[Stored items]
Segment Open
PR #184, opened 2019-09-06
Move tests out of unit folder

thomasyu888:
Many of these tests aren't actually unit tests, therefore should not belong in a `unit` folder.


kdaily (approved):

kdaily:
Did you want this to go directly to `develop`?

thomasyu888:
Yup. Thanks! Actually, we should've probably been putting things that were unrelated to `database_to_staging` to `develop`, but its fine.  Its just a common branch that we could work on.

PR #194, opened 2019-09-13
Add db to staging script to setup

thomasyu888:


kdaily (approved):
Looks good. Tom is filing a separate issue to add these scripts to a common cli
#204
Segment Closed
- **What you will do**
Faithfully copy every entry, leaving nothing out.

- **Response area**
PR #184, opened 2019-09-06
Move tests out of unit folder

thomasyu888:
Many of these tests aren't actually unit tests, therefore should not belong in a `unit` folder.


kdaily (approved):

kdaily:
Did you want this to go directly to `develop`?

thomasyu888:
Yup. Thanks! Actually, we should've probably been putting things that were unrelated to `database_to_staging` to `develop`, but its fine.  Its just a common branch that we could work on.

PR #194, opened 2019-09-13
Add db to staging script to setup

thomasyu888:


kdaily (approved):
Looks good. Tom is filing a separate issue to add these scripts to a common cli
#204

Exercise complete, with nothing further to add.